• [SUPPLIED MATERIAL]
PR #200, opened 2020-03-20
framework: warns on different type between yaml and json

catenacyber:
This is a draft for discussion

I lost some time debugging this issue using `2.0` instead of `"2.0"` in yaml for `ssh.client.proto_version`

### DIFF
--- a/run.py
+++ b/run.py
@@ -338,10 +338,10 @@ class FilterCheck:
                     return False
             else:
                 val = find_value(key, event)
-                if type(val) != type(expected):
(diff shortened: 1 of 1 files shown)


jasonish:
I have no issues with doing this.

jasonish:
But I get lots of stuff like this:
```
Different type <type 'unicode'> alert <type 'str'> alert
Different type <type 'NoneType'> None <type 'int'> 1
```

catenacyber:
Hmm... Then what do you think about latest commit ?

jasonish:
Merged. Thanks!

PR #335, opened 2020-09-24
Failing test for dcerpc last response not logged

inashivb:
This test should ideally pass as there exists a request response pair for call ID of 20.


inashivb:
Fixed by https://github.com/OISF/suricata/commit/9f9c29a14a91f86c1bda92285e876e026dc9e3a4

PR #336, opened 2020-09-25
dns: add test for NULL record

cccs-sadugas:
Add test case to show that NULL record types are being logged.

**Suricata PR**
- [TODO: insert link here]


cccs-sadugas:
Reopened as #337 .

PR #337, opened 2020-09-25
dns: add test for NULL record

simdugas:
Add test case to show that NULL record types are being logged.

**Suricata PR**
- [#5446](https://github.com/OISF/suricata/pull/5446)


victorjulien:
Part of #366

PR #338, opened 2020-09-30
ikev1: added ikev1 test - v5

fhonza:


tests/ikev2-weak-dh/test.yaml
```diff
@@ -31,3 +32,39 @@ checks:
         ikev2.payload[1]: KeyExchange
         ikev2.payload[2]: SecurityAssociation
         ikev2.payload[3]: NoNextPayload
+
+  - filter:
+      count: 1
+      version: 5
```
catenacyber, line 38: Can you not do a max-version 5 ?

fhonza: don't think so, in the run.py is only ```version``` and ```min-version``` defined

catenacyber:
replaced by #351

PR #345, opened 2020-10-20
tests: Add exact match argument

jlucovsky:
This commit extends the CLI with a flag to treat the "pattern"
argument(s) as an exact match instead of a substring match.


jasonish (approved):
Looks and tests OK to me.

PR #351, opened 2020-10-26
ikev1: added ikev1 test - v7

fhonza:


catenacyber:
Could we also have a test with
- a pcap containing IKEv1 and IKEv2
- one signature for IKEv1 only
- one signature for IKEv2 only
- one signature for IKE whatever the version
- and the checks that these signatures trigger as expected, see example with HTTP1 or 2 https://github.com/OISF/suricata-verify/pull/377

satta:
Next PR:   https://github.com/OISF/suricata-verify/pull/465

fhonza:
> Could we also have a test with
> 
>     * a pcap containing IKEv1 and IKEv2
> 
>     * one signature for IKEv1 only
> 
>     * one signature for IKEv2 only
> 
>     * one signature for IKE whatever the version
> 
>     * and the checks that these signatures trigger as expected, see example with HTTP1 or 2 #377

There is currently no keyword to test for a specific version, signatures will always alert independently of the version.
Is that required?

PR #355, opened 2020-11-03
run.py: use an unversioned python in #! - v2

jasonish:
This should be more compatible across more distributions.

Previous PR: https://github.com/OISF/suricata-verify/pull/327
Changes: Rebased.

### DIFF
--- a/run.py
+++ b/run.py
@@ -1,4 +1,4 @@
-#! /usr/bin/env python2
+#! /usr/bin/env python
 #
 # Copyright (C) 2017-2020 Open Information Security Foundation
 #


victorjulien:
My Fedora 31 builder is the only one to fail with this
```
$ ../suricata-verify/run.py
/usr/bin/env: 'python': No such file or directory
```
I can of course call it with an explicit python version. Should I? Or is something else going on?

jasonish:
> I can of course call it with an explicit python version. Should I? Or is something else going on?

I think you should.  I clean install of minimal Fedora in a CI environment is unlikely to have it. An installation setup for actual developer (ie: Workstation or Server) will have `python-unversioned-command` installed which provides the unversioned name. I don't think there is some distro standard around this.

abungay:
I like this PR since createst.py also uses an unversioned python shebang line, and this change reduces confusion about the required python version for suricata-verify.

Recently, on my new development setup I had looked at the shebang in run.py and thought that I needed to install python2 instead of python3 in my suricata-verify python virtual environment, but then later trying to run createst.py it failed since createst.py requires python3. I then had to delete the new python virtual environment and re-create one with python3 to get running both python files in suricata-verify to work.

PR #356, opened 2020-11-03
dns: add test for SRV EVE-JSON output

satta:
This complements https://github.com/OISF/suricata/pull/5529 by providing a test pcap with SRV query/answer DNS traffic.


victorjulien:
Part of #366

PR #361, opened 2020-11-10
feature #4092

claudius96:
making --debugfailed to continue it's work even if we suffix it with --fail


inashivb:
Hi @claudius96 !
Would you be interested in/have time to look into this? I'm cleaning up old PRs from the repo. Thank you for the work you put into this feature. :)

PR #362, opened 2020-11-10

catenacyber:

Needs https://github.com/OISF/suricata/pull/5554

Replaces #278 with rebase


catenacyber:
ping @jasonish 
Ready to merge as tests now pass with merging of https://github.com/OISF/suricata/pull/5573

victorjulien:
Merged in #370, thanks!

PR #367, opened 2020-11-17
Add tests for DCERPC/UDP

inashivb:
Suricata PR has already been merged.


victorjulien:
Merged in #370, thanks!

I updated the smb checks to remove the `smb.request_done` and `smb.response_done` fields. These are only logged if Suricata is built with `--enable-debug`.

PR #1788, opened 2024-04-18
Threshold flow/v5

victorjulien:
#1701 rebased


tests/threshold/threshold-rule-flow/test.yaml
```diff
@@ -0,0 +1,24 @@
...
+      match:
+        event_type: alert
+        alert.signature_id: 2
+  - filter:
+      count: 2
+      match:
+        event_type: alert
+        alert.signature_id: 3
+  - filter:
+      count: 1
```
catenacyber, line 21: Why is there only one alert ?
Could you add a comment about `threshold:type both` intention ?

tests/threshold/threshold-rule-flow/README.md
```diff
@@ -0,0 +1,3 @@
+PCAP
+====
+PCAP from https://wiki.wireshark.org/Internet_Control_Message_Protocol
```
catenacyber, line 3: Could you add the purpose of this test ?

tests/threshold/detection_filter-rule-flow/test.yaml
```diff
@@ -0,0 +1,34 @@
+requires:
+  min-version: 8
+
```
catenacyber, line 3: Cannot you reuse the pcap with `pcap:` instead of duplicating it ?

tests/threshold/detection_filter-rule-hostsrc/test.rules
```diff
@@ -0,0 +1,6 @@
+alert icmp any any -> any any (itype:8; sid:1;)
+alert icmp any any -> any any (itype:8; detection_filter:track by_src, count 1, seconds 3600; sid:2;)
+alert icmp any any -> any any (itype:8; detection_filter:track by_src, count 2, seconds 3600; sid:3;)
+alert icmp any any -> any any (itype:8; detection_filter:track by_src, count 4, seconds 3600; sid:4;)
+alert icmp any any -> any any (itype:8; detection_filter:track by_src, count 7, seconds 3600; sid:5;)
+alert icmp any any -> any any (itype:8; detection_filter:track by_src, count 8, seconds 3600; sid:6;)
```
catenacyber, line 6: Why this test ?
As there is only one flow, we do not see the difference between ` detection_filter:track by_src` and ` detection_filter:track by_flow` done in tests/threshold/detection_filter-rule-flow

tests/threshold/threshold-config-rate-filter-alert-flow/input.rules
```diff
@@ -0,0 +1 @@
+drop tcp any any -> any any (dsize:0; sid: 1000001;)
```
catenacyber, line 1: What does this rule mean to do ?

tests/threshold/threshold-rule-flow/test.yaml
victorjulien: No, this is not the place to document features. Check the thresholding docs to learn how the thresholding mechanics work.

tests/threshold/threshold-rule-flow/README.md
victorjulien: Not really seeing the point. Test name says it all.

tests/threshold/detection_filter-rule-flow/test.yaml
victorjulien: yeah, doing that

tests/threshold/detection_filter-rule-hostsrc/test.rules
victorjulien: it tests a different code path

tests/threshold/threshold-config-rate-filter-alert-flow/input.rules
victorjulien: it's a generic per packet drop rule that we convert to alert based on thresholding

victorjulien:
replaced by #1822

tests/threshold/detection_filter-rule-hostsrc/test.rules
catenacyber: Yes, but we do not prove that since we get the same behavior

tests/threshold/threshold-rule-flow/test.yaml
catenacyber: The numbers still do not look obvious to me... Why did you pick 3 ?

tests/threshold/threshold-rule-flow/README.md
catenacyber: I think there is a generic template for readme now, with also redmine ticket involved... cc @jufajardini ?

tests/threshold/threshold-config-rate-filter-alert-flow/input.rules
catenacyber: So, we drop the first N packets, then we alert ?

tests/threshold/threshold-rule-flow/README.md
jufajardini: Indeed, when one uses createst, it generates a readme file that expects: Description, Pcap, and Ticket/related issues). I personally find it useful to add something more descriptive in case people use SV tests to understand how something works, or as examples.

tests/threshold/threshold-config-rate-filter-alert-flow/input.rules
jufajardini: This sort of question I try to answer in the readme, for instance :P

PR #1794, opened 2024-04-22
tests: update ips-state-1 test - v3

jufajardini:
This test indicated that there were FP drops for http and that another check was failing, but currently the are no more FP for HTTP.  Updated the checks to reflect this. flow.action still not set to drop with the tls drops...

Related to
Bug #6976

Previous PR: #1781 

Changes from last PR:
- rebased
- added ticket reference
- add `lt-version` for checks specific to 6.0.x, as the number of generated alerts for TLS is different - not sure if this is expected, or another bug. I seem to remember some work around packets done by Philippe which I imagine could impact this, but can't recall more than this...

## Ticket

Redmine ticket:

### DIFF
--- a/tests/ips-state-1/README.md
+++ b/tests/ips-state-1/README.md
@@ -1,13 +1,15 @@
 ## PCAP
 
-This PCAP contains 3 flows.  2 are http and one is TLS. The HTTP flows should
+This PCAP contains 3 flows. 2 are http and one is TLS. The HTTP flows should
 be full passed with no alerts, while the TLS flow should be dropped.
 
 ## Current Observations
 
-- HTTP response packets are being logged as dropped, however the transaction is
-  logged suggesting the drop is only in logging only, but not actually
-  occurring.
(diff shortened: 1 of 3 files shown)


catenacyber:
Why are all the branches failing ?
Should there be some `min-version: 8` ?

jufajardini:
> Why are all the branches failing ? Should there be some `min-version: 8` ?

I left it run with all Suri versions, because we have `flow.action` as a log field, so thought it's worth checking. The test for `flow.action: pass` works, so I think it makes sense that the check for `flow.action: drop` should, too... 🤔

catenacyber (changes requested):
Need to be green for version 6 and 7 even if red for master, right ?

jufajardini:
> Need to be green for version 6 and 7 even if red for master, right ?

Why, if 6 and 7 also have `flow.action`? Or more like in terms of incremental fixes?

jufajardini:
Replaced by https://github.com/OISF/suricata-verify/pull/1973

PR #1822, opened 2024-05-07
Threshold flow/v6

victorjulien:
#1788 rebased with a pcap deduplication


tests/threshold/detection_filter-rule-flow/test.yaml
```diff
@@ -0,0 +1,36 @@
...
+pcap: ../threshold-rule-flow/icmp.pcap
+
+checks:
+  - filter:
+      count: 8
+      match:
+        event_type: alert
+        alert.signature_id: 1
+  - filter:
+      count: 7
```
catenacyber, line 13: I do not understand why it is not 8, `count 1` should be a nop, right ?

tests/threshold/threshold-config-threshold-both-flow/test.yaml
```diff
@@ -0,0 +1,21 @@
+pcap: ../../http-all-headers/input.pcap
+
+requires:
+  min-version: 8
+
+args:
+- --set threshold-file=${TEST_DIR}/threshold.config
+- --simulate-ips
+
+retry: 3
```
catenacyber, line 10: What is this retry ?
Flaky test ?

tests/threshold/threshold-config-rate-filter-alert-flow/test.yaml
```diff
@@ -0,0 +1,25 @@
...
+        event_type: alert
+        alert.signature_id: 1000001
+  - filter:
+      count: 1
+      match:
+        event_type: drop
+  - filter:
+      count: 1
+      match:
+        event_type: http
```
catenacyber, line 25: Why does this http event matter ?

tests/threshold/threshold-config-rate-filter-alert-flow/test.yaml
```diff
@@ -0,0 +1,25 @@
...
+checks:
+  - filter:
+      count: 19
+      match:
+        event_type: alert
+        alert.signature_id: 1000001
+  - filter:
+      count: 1
+      match:
+        event_type: drop
```
catenacyber, line 21: Would like a comment or README stating something like

The first packet (syn without payload) triggers the rule with its original action being a drop
Then, all 19 "empty" packets (Wireshark filter `tcp && !(len(tcp.payload) > 0)`) (including the first one) will trigger the new action defined by the rate filter so alert (and no drop)

tests/threshold/threshold-config-rate-filter-alert-flow/threshold.config
```diff
@@ -0,0 +1 @@
+rate_filter gen_id 1, sig_id 1000001, track by_flow, count 1, seconds 60, new_action alert, timeout 1000
```
catenacyber, line 1: Would like a comment stating that `seconds 60` does not matter, could be `seconds 1` as we count only one event

tests/threshold/threshold-config-threshold-limit-flow/threshold.config
```diff
@@ -0,0 +1 @@
+threshold gen_id 1, sig_id 1000001, type limit, track by_flow, count 1, seconds 60
```
catenacyber, line 1: Could we test another value for count ? Like 10 out of the 19

tests/threshold/threshold-config-threshold-threshold-flow/threshold.config
```diff
@@ -0,0 +1 @@
+threshold gen_id 1, sig_id 1000001, type threshold, track by_flow, count 5, seconds 60
```
catenacyber, line 1: Test name `threshold-config-threshold-threshold-flow` has a majority of `threshold` words :-p

Could some comment state that 19 // 5 == 3 (+ remainder 4 which did not reach the threshold yet)

victorjulien:
Not planning to update this further, cleanups and improvements can be done in follow up work.

catenacyber:
> Not planning to update this further, cleanups and improvements can be done in follow up work.

Do you want me to propose a new version, or wait before this one is merged ?

victorjulien:
We can move ahead with this now, I think.

tests/threshold/threshold-config-threshold-both-flow/test.yaml
jasonish: The retry was first added for tests that are sensitive to timing and may need a few goes to test properly, so not really flaky, but kinda. If a test uses it, it should probably state why, or you can assume its sensitive to timing.

tests/threshold/detection_filter-rule-flow/test.yaml
victorjulien: "The detection_filter keyword can be used to alert on every match after a threshold has been reached."
So matching starts after threshold is reached. The logic is not new btw, just also implemented for `by_flow`.

tests/threshold/threshold-config-rate-filter-alert-flow/test.yaml
victorjulien: traffic flows as expected

tests/threshold/threshold-config-rate-filter-alert-flow/test.yaml
victorjulien: Not seeing the point. Test is simple enough.

tests/threshold/threshold-config-rate-filter-alert-flow/threshold.config
victorjulien: updated the test to use count 3

tests/threshold/threshold-config-threshold-limit-flow/threshold.config
victorjulien: done in another test now

victorjulien:
replaced by #1891

tests/threshold/threshold-config-rate-filter-alert-flow/threshold.config
catenacyber: even better

tests/threshold/threshold-config-threshold-limit-flow/threshold.config
catenacyber: Seen in tests/threshold/threshold-rule-flow/test.rules ok

PR #1824, opened 2024-05-07
test: test for lua rules erroring out - v1

jasonish:
test: lua-rule-errors

Test for correct behvaior when a Lua rule crashes.

On crash, a Lua script should not result in a match when negation is
applied. Also test for:
- error stat
- one time logging per thread

Ticket: https://redmine.openinfosecfoundation.org/issues/6940

Expected to fail on current branches.


jasonish:
Closing for https://github.com/OISF/suricata-verify/pull/1826.

PR #1825, opened 2024-05-08
tests/ja4: Enable ja4 tests in 7.0.6 and later

jlucovsky:
Issue: 7010

Enable the JA4 tests for Suricata 7.0.6 and later.

## Ticket

changes to the ticket status:

Redmine ticket: https://redmine.openinfosecfoundation.org/issues/7010


tests/ja4-rules-requires-off/test.yaml
```diff
@@ -1,10 +1,11 @@
 requires:
-  min-version: 8.0.0
+  min-version: 7.0.6
   script:
     - ./src/suricata --build-info | grep "JA4 support" | grep no > /dev/null
 
 args:
   - -k none
+  - --set logging.default-log-level=info
```
catenacyber, line 8: Why this addition ?

tests/ja4-rules/test.yaml
```diff
@@ -27,3 +28,6 @@ checks:
       match:
         event_type: alert
         alert.signature: JA4 TLS Test 1
+  - shell:
```
catenacyber, line 31: Should this new check be in its own commit ?

jlucovsky: Yes. I'll prepare a new branch/pr

tests/ja4-rules-requires-off/test.yaml
catenacyber: Is it Info in 7, and something else in 8 ?

jlucovsky: It was missing from the original test; the same level is used for 7 and 8.

jlucovsky:
Continued in #1830

tests/ja4-rules-requires-off/test.yaml
catenacyber: So why do we need it ?
Tests were passing for 8...

PR #1826, opened 2024-05-08
test: test for lua rules erroring out - v2

jasonish:
Test for correct behvaior when a Lua rule crashes.

On crash, a Lua script should not result in a match when negation is
applied. Also test for:

- error stat
- one time logging per thread
- 
Ticket: https://redmine.openinfosecfoundation.org/issues/6940

Expected to fail on current branches.

New version pushed to break some caching.


tests/lua/lua-bad-script/test.yaml
```diff
@@ -0,0 +1,44 @@
...
+      count: 8
+      match:
+        alert.signature_id: 2
+
+  - filter:
+      count: 0
+      match:
+        alert.signature_id: 3
+
+  # PCAP has 8 packets, which means 8 Lua failures.
```
catenacyber, line 31: Could you reuse an existing pcap instead of putting a new one ?

tests/lua/lua-bad-script/test.yaml
```diff
@@ -0,0 +1,44 @@
...
+        event_type: stats
+        stats.detect.lua.errors: 8
+
+  # The Lua failure should only be logged once.
+  - filter:
+      filename: suricata.json
+      count: 1
+      match:
+        event_type: engine
+        engine.message.__find: Lua script failed to run successfully
```
catenacyber, line 44: Why not the full message ?

jasonish: "Lua script failed to run successfully: /home/jason/oisf/dev/suricata-verify/lua-rule-errors/tests/lua/lua-bad-script/error.lua:6: attempt to call a nil value (global 'foobar')"

victorjulien (approved):

victorjulien:
Merged in #1835, thanks!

• [WORK INSTRUCTION] Please report every line among the entries that includes "branches".

• [EXERCISE SOLUTION]
Why are all the branches failing ?
> Why are all the branches failing ? Should there be some `min-version: 8` ?
Expected to fail on current branches.
Expected to fail on current branches.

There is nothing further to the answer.